They’ve not flowering quite yet, but the buds are forming. I can see them still – just – if I reach up on tiptoe. These are strong, sturdy plants, growing by inches every day, almost as I watch them, and they make me feel so PROUD.
Because the person who gave me the seeds, back on my birthday in the early spring, is one of the people I’ve watched and nurtured since childhood. There are quite a few of these brilliant, shining young people – my own kids and grandchildren as well as pupils and youngsters I’ve mentored or just been there to listen to, on the right day.
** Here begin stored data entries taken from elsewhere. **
PR #743, opened 2023-06-06
ADO 125332: Make income mandatory for both client and partner

alex-solo:
### Description

- Changes according to ADO task 125332

- Make income mandatory for both client and partner

Please see the task for text and visual changes in both English and French

### DIFF
--- a/i18n/api/fr.ts
+++ b/i18n/api/fr.ts
@@ -141,6 +141,10 @@ const fr: Translations = {
   questionHelp: {
     [FieldKey.INCOME_AVAILABLE]:
       'Fournir votre revenu vous donnera des résultats plus précis.',
+    [FieldKey.INCOME]:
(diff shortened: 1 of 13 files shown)


i18n/api/fr.ts
```diff
@@ -142,10 +141,16 @@ const fr: Translations = {
   questionHelp: {
     [FieldKey.INCOME_AVAILABLE]:
       'Fournir votre revenu vous donnera des résultats plus précis.',
+    [FieldKey.INCOME]:
+      `Incluez le revenu après impôt de toutes les sources (la ligne&nbsp;23600 de votre déclaration de revenus), moins&nbsp;:` +
```
MarcoGoC, line 145: using   ` \`   instead of  `+`   ??

MarcoGoC (approved):
I'll approve it but I disagree with the changes. there is a lot of code that needs to be revised/removed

Oh yes, they’ve caused me plenty of headaches along the way. Sometimes I’ve had to watch patiently (and often very impatiently) as they ventured off into dangerous friendships or relationships, harmful habits and addictions or endured heartbreaking, life-changing challenges. I’ve tried to get the balance right – deciding when to intervene and when to allow them to make their own choices, when to offer suggestions and guidance and when to keep my mouth firmly shut. Sometimes I got it wrong; sometimes I got it right. Sometimes I helped; sometimes I was a confounded nuisance. What I’m most proud of, though, is that I hung in there, even when the going was really tough. True, I’d sometimes retire to a safe distance while the fireworks exploded, but I always made it clear to them that I’d be there if they needed someone to talk to, someone to scream at, someone with a shoulder to cry on and that nothing they told me would shock me enough to make me pull away.
I hope my firstborn won’t mind me sharing this. There were times I despaired of ever reaching her. She was sharp-tongued, harsh and so materialistic that I often wondered how we could share a blood tie.
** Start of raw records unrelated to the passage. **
PR #745, opened 2023-06-07
Small fixes for my previous PRs

alex-solo:
### Description

- Couple of small fixes that were missed from my previous 2 PRs

- styling to include flex so text doesn't wrap to start of line
- french translations that were missed
- OAS in french should have lower case "pension"


MarcoGoC (approved):
seem straight forward

PR #936, opened 2023-10-17
146402 - Adding living country to ALW benefit

MarcoGoC:
### Description
- ALW was being calculated for when partner is not eligible for GIS since is not living in Canada

- Added LivingCountry to AlwBenefit Class


alex-solo (approved):
Looks good, thanks Marco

I once spoke to a very gifted psychic who said, “Oh, your daughter! That bond between you! That closeness and connection is so wonderful.”
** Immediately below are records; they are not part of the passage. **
PR #939, opened 2023-10-23
145339-fix null error when selecting when country not canada

Maxim-Lam:
### Description

- added variable for yearsInCanadaSince18 to OASBenefit since it is lost when newInput is passed

- see description
-

See bug 145339 for steps


MarcoGoC:
As per slack comments I am not sure this solution is correct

I stared in amazement. “Sorry, no. I wish it were true, but that’s not the way it is. I really struggle to connect with her on any level.”
The psychic pondered for a moment. “No,” she said. “It’s true. Maybe further down the time line, but I promise you it will come. There will be a time when you are so close. She shares your values. You have rubbed off on her and you will be so proud to be her mother.”
Many years later, when she became a mother herself, she started to change. She retrained as a relaxation and massage therapist. She was a wonderful parent. Still, though, I could see the ruthless, hard, brittle personality traits and at some level I sensed that something had to give. There was a storm brewing.
When it finally broke, my daughter’s life splintered and cracked beyond all recognition. Horrified, I rushed to help. I was fearful, and not just for her. I worried that she would vent all her fury and spite on me and I wondered whether I was strong enough to take it, because I loved her so deeply. She didn’t, though. Slowly and gently we worked together to rebuild her life, to protect and nurture her children and to move her into a new and unknown future. The spite and anger dissipated. I watched in wonder as she worked so courageously through the pain and anguish and was transformed in the process.
Materially, now, she’s far worse off. She has a very modest home and has to work ridiculously hard to keep even that roof over her children’s heads. Spiritually and emotionally, though, her growth has been miraculous. I watch in awe as she reaches out to help others and to improve their lives.
As well as working as a freelance reviewer and a therapist, she has opened her own online shop, selling beautiful resources to promote mindfulness, calm and happiness for children and teens. I am incredibly proud, so I make no excuse for promoting her new project here.
I’m proud of all of them, these young people whose lives I’ve touched and I’m so happy when they come back to me and show me how their lives have changed and the progress they’ve made.
I’m looking forward to the days when my sunflowers bloom and pour so much beauty and light into my life and I’m grateful to the lovely young person who put them into my life.